Exemplos não faltam. Mas os casos atuais são mais preocupantes e complexos, pois as consequências do pensamento mágico têm envolvido não só o grupo de pessoas diretamente envolvido, mas toda a coletividade. O mundo. E o que é mais preocupante, tudo isso tem a ver com dados de audiência, tecnologia, likes, shares e verbas publicitárias.

Note o caso do americano Alex Jones. Ele foi condenado, no dia 10 de novembro agora, a pagar US$ 473 milhões às famílias de oito vítimas do massacre da escola primária de Sandy Hook, em Connecticut. No massacre morreram 20 crianças e oito adultos. Mas quem puxou o gatilho do rifle e das duas pistolas não foi o cidadão exemplar Alex Jones.

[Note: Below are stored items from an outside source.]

PR #1691, opened 2022-02-01
Print prompt and command when `WriteInputToHost` is true

andschwa:
This fixes https://github.com/PowerShell/vscode-powershell/issues/3786 by simply printing the prompt before the input of the command run by F8. It's almost cosmetic-only, except it does invoke the user's `prompt` function again which could have side-effects. What's more, we'll still have an empty prompt before the invocation; however, I believe that to be an accurate representation of what's happening because that prompt is canceled per my explanation here: https://github.com/PowerShell/vscode-powershell/issues/3786#issuecomment-1026354061

### DIFF
--- a/src/PowerShellEditorServices/Services/PowerShell/Execution/SynchronousPowerShellTask.cs
+++ b/src/PowerShellEditorServices/Services/PowerShell/Execution/SynchronousPowerShellTask.cs
@@ -1,16 +1,16 @@
 ﻿// Copyright (c) Microsoft Corporation.
 // Licensed under the MIT License.
 
-using Microsoft.Extensions.Logging;
-using Microsoft.PowerShell.EditorServices.Services.PowerShell.Host;
-using Microsoft.PowerShell.EditorServices.Services.PowerShell.Utility;
-using Microsoft.PowerShell.EditorServices.Utility;
 using System;
 using System.Collections.Generic;
 using System.Collections.ObjectModel;
 using System.Management.Automation;
 using System.Management.Automation.Remoting;
 using System.Threading;
+using Microsoft.Extensions.Logging;
+using Microsoft.PowerShell.EditorServices.Services.PowerShell.Host;
+using Microsoft.PowerShell.EditorServices.Services.PowerShell.Utility;
+using Microsoft.PowerShell.EditorServices.Utility;
 using SMA = System.Management.Automation;
 
 namespace Microsoft.PowerShell.EditorServices.Services.PowerShell.Execution
@@ -49,7 +49,7 @@ namespace Microsoft.PowerShell.EditorServices.Services.PowerShell.Execution
 
             if (PowerShellExecutionOptions.WriteInputToHost)
             {
-                _psesHost.UI.WriteLine(_psCommand.GetInvocationText());
+                _psesHost.WriteWithPrompt(_psCommand, cancellationToken);
             }
 
             return _pwsh.Runspace.Debugger.InBreakpoint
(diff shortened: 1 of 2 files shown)


andschwa:
@PrzemyslawKlys, @JustinGrote, and @SeeminglyScience what do you think of this? I'm not sure I like it to be quite honest.

PrzemyslawKlys:
Current behavior of prod version is:
- if the prompt is empty - just use it
- if the prompt has anything in it - insert everything above it, and move the text user typed after it

image

- i have first typed chars, then pressed F5 and that's the result

This seems most obvious.

SeeminglyScience:
LGTM to be honest. The side effects of running `prompt` again are fine imo. We are essentially pretending the user cancelled out of their current REPL, ran the command they <kbd>F8</kbd>'d and then restored the REPL.

JustinGrote:
The only other way it could work is to capture the user's prompt every time and then replicate the characters as-is to avoid side-effects. I think if you have a prompt that isn't idempotent youre going to have other problems and this would just reveal them, so I don't think it's that big of a deal. LGTM, this is how I would have solved it too :)

SeeminglyScience:
We are cancelling PSReadLine for this right? When we do, it saves the current REPL input for us to restore later. I believe that's done automatically by PSRL.

All we should need to do is:

1. Trigger the cancellation token source
2. Wait for PSRL to cancel and do not restart it
3. Write a new prompt
4. Write invocation text
5. Invoke selected lines
6. Restart ReadLine

That should result in the desired behavior.

andschwa:
@SeeminglyScience There is something wrong with it. I'm debugging. I managed to accidentally reproduce https://github.com/PowerShell/vscode-powershell/issues/3751 while just trying to manually save and then restore the user's input, not knowing what you just told me about PSReadLine magically doing it for us.

andschwa:
> * Wait for PSRL to cancel and do not restart it

@SeeminglyScience As far as I can see we do not _wait_ for PSRL to cancel. Only entry-point is:

https://github.com/PowerShell/PowerShellEditorServices/blob/f890a758729279658d0f6a31ec0d42baf735399d/src/PowerShellEditorServices/Services/PowerShell/Host/PsesInternalHost.cs#L675-L678

And it's just being synchronously called:

https://github.com/PowerShell/PowerShellEditorServices/blob/f890a758729279658d0f6a31ec0d42baf735399d/src/PowerShellEditorServices/Services/PowerShell/Host/PsesInternalHost.cs#L623-L646

SeeminglyScience:
> @SeeminglyScience As far as I can see we do not _wait_ for PSRL to cancel. Only entry-point is:

That very well could be fine as well. The only reason we had to do that before was because `ReadLine` was tied to the an execution status event. So as long as the pipeline execution thread is moving to our new evaluate task after `ReadLine` cancellation completes we're still good to go. We should just need the evaluate task to write `prompt` and invocation text.

andschwa:
> We should just need the evaluate task to write `prompt` and invocation text.

This part is fine and easy. It's saving the existing input (if there is any) and then restoring it that's proving tricky.

SeeminglyScience:
> This part is fine and easy. It's saving the existing input (if there is any) and then restoring it that's proving tricky.

Ah right that code is already where I was suggesting. For some reason I thought it was in the `EvaluateHandler` itself instead.

I'll have to dive into the code tonight to see where it's being cancelled, how it's being restored, and see if I can figure out what's going wrong there.

andschwa:
Umm nevermind...it's working perfectly once I combined it with my fix in #1690

andschwa:
WTF now it's not working. What did I do!?

SeeminglyScience:
Consistently? Or we got one of them super fun race conditions goin' on?

andschwa:
Super fun race condition, it's half working. Mostly works, can sometimes cause it to lose the input.

andschwa:
It definitely works much better than it was, and the occasional loss of input is not due to this change but is an extant bug, so marking as ready for review.

SeeminglyScience (approved):
LGTM!

PR #1700, opened 2022-02-08
Clean up LSP message tests

andschwa:
Just applying automatic cleanups.

### DIFF
--- a/test/PowerShellEditorServices.Test.E2E/DebugAdapterClientExtensions.cs
+++ b/test/PowerShellEditorServices.Test.E2E/DebugAdapterClientExtensions.cs
@@ -14,23 +14,24 @@ namespace PowerShellEditorServices.Test.E2E
     {
         public static async Task LaunchScript(this DebugAdapterClient debugAdapterClient, string filePath, TaskCompletionSource<object> started)
         {
-            LaunchResponse launchResponse = await debugAdapterClient.Launch(new PsesLaunchRequestArguments
-            {
-                NoDebug = false,
-                Script = filePath,
-                Cwd = "",
-                CreateTemporaryIntegratedConsole = false,
-            }).ConfigureAwait(false);
+            LaunchResponse launchResponse = await debugAdapterClient.Launch(
+                new PsesLaunchRequestArguments
+                {
+                    NoDebug = false,
+                    Script = filePath,
+                    Cwd = "",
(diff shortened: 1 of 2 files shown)


test/PowerShellEditorServices.Test.E2E/DebugAdapterClientExtensions.cs
```diff
@@ -14,23 +14,24 @@ public static class DebugAdapterClientExtensions
...
+            if (launchResponse is null)
             {
                 throw new Exception("Launch response was null.");
             }
 
             // This will check to see if we received the Initialized event from the server.
             await Task.Run(
-                async () => await started.Task.ConfigureAwait(false),
-                new CancellationTokenSource(2000).Token).ConfigureAwait(false);
+                async () => await started.Task.ConfigureAwait(true),
```
JamesWTruher, line 33: since you're changing the behavior of the ConfigureAwait consider a comment to explain why the advice of https://docs.microsoft.com/en-us/dotnet/api/system.threading.tasks.task.configureawait?view=net-6.0#remarks isn't applicable.

test/PowerShellEditorServices.Test.E2E/LanguageServerProtocolMessageTests.cs
```diff
@@ -51,15 +51,14 @@ public LanguageServerProtocolMessageTests(ITestOutputHelper output, LSPTestsFixt
...
-            _fixture = data;
-
             PwshExe = PsesStdioProcess.PwshExe;
         }
 
         public void Dispose()
         {
             Diagnostics.Clear();
             TelemetryEvents.Clear();
+            GC.SuppressFinalize(this);
```
PaulHigin, line 61: Should this ever run on a finalizer thread?  Is there a class destructor to finalize?  Just wondering if this is needed.

PaulHigin (approved):

test/PowerShellEditorServices.Test.E2E/LanguageServerProtocolMessageTests.cs
andschwa: I had a long conversation with Dongbo to learn all about this and while this doesn't cause a bug, the compiler barfs a warning about it, and this is the "correct" fix. If this were product code it would be more important, but I'm working to just get us to a zero-warning codebase. Slowly, but surely.

PR #1703, opened 2022-02-11
Use `static readonly` for default `ExecutionOptions`

andschwa:
But at the `SynchronousTask` level. Now we get the best of both worlds:
the records have the correct default values on initialization, and we
only heap allocate a single static instance of `ExecutionOptions` for
the default case.


andschwa:
@PaulHigin Originally I was fixing up `DebugService.cs` to set `AddToHistory = false`, thinking that was the issue; however, that was the default and instead I discovered that those `InvocationSettings` aren't passed at all in `ExecuteInDebugger`. Anyway, while working on that I cleaned this up a little bit.

andschwa:
Reviewed this over the phone with Paul, merging!

andschwa:
Err, GitHub still has that bug we're I can't squash and merge if I use override as admin privileges.

PaulHigin (approved):

PR #1704, opened 2022-02-11
Avoid recording debugger commands in the history

andschwa:
This changes how we decide to run a given command through
`ExecuteInDebugger` or `ExecuteNormally`. It now restricts the former
such that it is only used for PowerShell's intrinsic debugger commands
(like `s`, `c`, etc.) and the latter is used for any other user command
or, more importantly, our own implementation's debugger commands (like
when we call `Get-Variable`).

### DIFF
--- a/test/PowerShellEditorServices.Test/Debugging/DebugServiceTests.cs
+++ b/test/PowerShellEditorServices.Test/Debugging/DebugServiceTests.cs
@@ -586,10 +586,9 @@ namespace Microsoft.PowerShell.EditorServices.Test.Debugging
             VariableDetailsBase[] variables = GetVariables(VariableContainerDetails.LocalScopeName);
 
             // Test set of a local string variable (not strongly typed)
-            const string newStrValue = "Goodbye";
+            const string newStrValue = "\"Goodbye\"";
             VariableScope localScope = Array.Find(scopes, s => s.Name == VariableContainerDetails.LocalScopeName);
-            // TODO: Fix this so it has the second quotes again?
-            string setStrValue = await debugService.SetVariableAsync(localScope.Id, "$strVar", '"' + newStrValue + '"').ConfigureAwait(true);
+            string setStrValue = await debugService.SetVariableAsync(localScope.Id, "$strVar", newStrValue).ConfigureAwait(true);
             Assert.Equal(newStrValue, setStrValue);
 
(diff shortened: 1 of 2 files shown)


andschwa:
The [debugger commands](https://github.com/PowerShell/PowerShell/blob/7dc4587014bfa22919c933607bf564f0ba53db2e/src/System.Management.Automation/engine/debugger/debugger.cs#L5032-L5049) haven't changed in eons (at least not since Sergei and I imported Source Depot to GitHub. I'd _love_ to reference them directly but this super helpful class is marked `internal` (which is also why I can't use the [`ProcessCommand`](https://github.com/PowerShell/PowerShell/blob/7dc4587014bfa22919c933607bf564f0ba53db2e/src/System.Management.Automation/engine/debugger/debugger.cs#L5103-L5106) which accepts an `InvocationSettings`).

andschwa:
Uh oh things are broken.

andschwa:
Interesting...

```
[xUnit.net 00:00:16.40]     DebuggerSetsVariablesNoConversion [FAIL]
  Failed DebuggerSetsVariablesNoConversion [910 ms]
  Error Message:
   Assert.Equal() Failure
          ↓ (pos 0)
Expected: Goodbye
Actual:   "Goodbye"
          ↑ (pos 0)
```

I actually wonder if this fixes a regression in the tests when we did the pipeline rewrite.

test/PowerShellEditorServices.Test/Debugging/DebugServiceTests.cs
```diff
@@ -581,10 +581,9 @@ public async Task DebuggerSetsVariablesNoConversion()
             VariableDetailsBase[] variables = GetVariables(VariableContainerDetails.LocalScopeName);
 
             // Test set of a local string variable (not strongly typed)
-            const string newStrValue = "Goodbye";
+            const string newStrValue = "\"Goodbye\"";
             VariableScope localScope = Array.Find(scopes, s => s.Name == VariableContainerDetails.LocalScopeName);
-            // TODO: Fix this so it has the second quotes again?
```
andschwa, line 586: The quotes are back!

andschwa:
Need to test with PowerShell 5.1.

PaulHigin (approved):

PR #1713, opened 2022-02-16
Allow multiple code actions if there is more than one SuggestedCorrection of a diagnostic record returned by PSSA

bergmeister:
Currently, PSSA's `SuggestCorrections` property of the `DiagnosticRecord` object already is an array but no built-in rules return more than one suggested correction, which lead to `PowerShellEditorServices` not correctly translating this array before returning it as an code action but it only ever displayed one. This fixes it makes it generic again so it returns a code action for each suggest correction. It's basically just performing a foreach loop and calling `ToTextEdit` just once, a diff that ignored whitespace due to increased indentation will make this much clearer
This is a pre-requisite for an implementation of this, where a built-inrule will return multiple suggest corrections: https://github.com/PowerShell/PSScriptAnalyzer/issues/1767

I've manually tested this with a modified version of PSSA where I return 2 suggested corrections and when I build the PS extension with this change, the UI shows me the two different suggested code actions and also applies them correctly (as in they are different as they should be by design)

### DIFF
--- a/src/PowerShellEditorServices/Services/TextDocument/Handlers/CodeActionHandler.cs
+++ b/src/PowerShellEditorServices/Services/TextDocument/Handlers/CodeActionHandler.cs
@@ -81,7 +81,7 @@ namespace Microsoft.PowerShell.EditorServices.Handlers
                 string diagnosticId = AnalysisService.GetUniqueIdFromDiagnostic(diagnostic);
                 if (corrections.TryGetValue(diagnosticId, out MarkerCorrection correction))
                 {
-                    foreach(ScriptRegion edit in correction.Edits)
+                    foreach (ScriptRegion edit in correction.Edits)
                     {
                         codeActions.Add(new CodeAction
                         {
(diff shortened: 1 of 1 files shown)


andschwa:
Thanks @bergmeister! Just to double check, this is backwards compatible right? Like it won't break things with the current version of PSSA?

bergmeister:
Yes. Nothing is changing in PSSA's interface, which is the DiagnosticRecord object. This PR fixes PSES to actually treat the SuggestedCorrections property as an array instead and therefore also returning a code action for each one instead of just only one for the first one. Even with the current version of PSSA one can write a custom rule that returns multiple suggested corrections. Just to be sure I also tested that the code action for the most common case of diagnostic records having just one suggested correction still works.

andschwa:
Uh, weird, I tried to cherry pick a13202cb487285766d04479edf8a3cf21086a4c9 and got `fatal: bad object a13202cb487285766d04479edf8a3cf21086a4c9`

bergmeister:
Weird indeed, have you tried doing that in a new clone as well in case the git db of your everyday PSES got issues. Or maybe there was a commit hash conflict since my fork is a different repo and although chances are very low, thery are not zero...
Well the change is small, so manually copying it over to another branch is fine anyway

andschwa:
@bergmeister Not a clue! I did cherry-pick over to here if you want to double check https://github.com/PowerShell/PowerShellEditorServices/pull/1718

andschwa:
Fixed in https://github.com/PowerShell/PowerShellEditorServices/pull/1718! Closing. Thanks @bergmeister!

andschwa:
This is out in [PowerShell Preview v2022.2.2](https://marketplace.visualstudio.com/items?itemName=ms-vscode.powershell-preview)!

Alex é um radialista e youtuber de 48 anos, ligado à extrema direita americana, que tem alegado falsamente, de lá para cá, que o massacre foi encenado pelo governo de Obama, e pelos familiares das vítimas. Essa teoria conspiratória mobilizou milhões de americanos que acreditaram nessa história durante anos.  Mas por que Alex inventaria essa história?  Por que mentir com algo tão improvável, cruel e absurdo? E por que continuar a espalhar mentiras, mesmo depois do protesto das famílias que receberam ameaças de morte por essa hipótese completamente falsa? A resposta para a atitude do Alex é exatamente a resposta para a extrema-direita que assalta o mundo hoje. Monetização. Interesse econômico. Vantagens comerciais que podem advir de um cenário assim.

Desde 2012, com a audiência vinda dessa mentira, Alex faturou 240 milhões de dólares. É menos do que a pena que a Justiça americana lhe deu. Mas famílias, vidas e reputações foram destruídas por Alex, impiedosamente. Ganhos políticos vieram dessas mentiras. Criar, espalhar e promover teorias conspiratórias produz o pensamento mágico. E o pensamento mágico hoje produz lucro. Muito lucro. Afinal, é sedutor você mudar a realidade a qualquer momento. É mágico.

E a maior parte desse lucro vem de anúncios de produtos legais, de empresas honestas e necessárias que têm a sua verba publicitária ligada a qualquer conteúdo que dê audiência. O responsável por essa perversidade seria o algoritmo de redes, que não proíbem conteúdos mentirosos em nome da liberdade de expressão. Como as que Alex divulgava.

Perguntas precisam ser feitas por quem atua com publicidade: a Justiça não poderia ser mais rápida? Qualquer coisa é liberdade de expressão? E se o Alex não puder pagar a multa, as redes que lucraram também, e muito mais do que ele, vão pagar a sua parte?  O que é liberdade de expressão? Quando vir multidões abraçando quartéis, batendo continência para pneu, paralisando rodovias e pedindo desesperadamente para que a realidade se altere para a sua visão particular, saiba que tem alguém por trás disso, criando pensamentos mágicos para as massas, ganhando muito, muito dinheiro e apostando que o coelho só vai sair da cartola muitos anos depois.